Protein expression profiles of phosphorylated (p)-nuclear factor-κB (NF-κB), p-IκB-α, and Toll-like receptor 9 (TLR9) in macrophage cultures upon stimulation with mitochondrial DNA (mtDNA). Protein levels were determined by western blot analysis. (A) Temporal profiles of p-NF-κB p65 and p-IκB-α protein expression. (B) Temporal profile of TLR9 protein expression. GAPDH served as the loading control.

Figure 5

Effects of mitochondrial DNA (mtDNA) on nuclear factor-κB (NF-κB), IκB-α, and Toll-like receptor 9 (TLR9) mRNA expression in lung tissues. (A) NF-κB, (B) IκB-α, and (C) TLR9 mRNA expression over time was determined in rat lung tissue by RT-PCR. (A) NF-κB mRNA expression in the lung tissues was significantly higher in the mtDNA group as compared with the PBS control group at 2 h (p=0.025); at 4 and 8 h, it was higher than both the PBS and nDNA groups (p≤0.004 and 0.003, respectively). No significant differences were observed at 24 h. (B) IκB-α mRNA levels were significantly higher in the mtDNA group compared with the PBS group at each time point (all p≤0.017).
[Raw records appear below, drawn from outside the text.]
PR #127, opened 2016-05-26
ENT-2714 fix libltdl dependency

jimis:
Accidental installation of libtool and related packages on our buildslaves led to our hub package gaining one dependency. This is a series of commits that ensures this won't happen in the future.

### DIFF
--- a/build-scripts/build-environment-check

IκB-α mRNA levels were also significantly higher in the mtDNA group than the nDNA group at 8 h (p=0.038). (C) TLR9 mRNA levels were also significantly higher in the mtDNA group compared with PBS and nDNA groups at each time point (all p<0.001). ^*Significantly different from the phosphate-buffered saline (PBS) group. ^†Significantly different from the nuclear DNA (nDNA) group.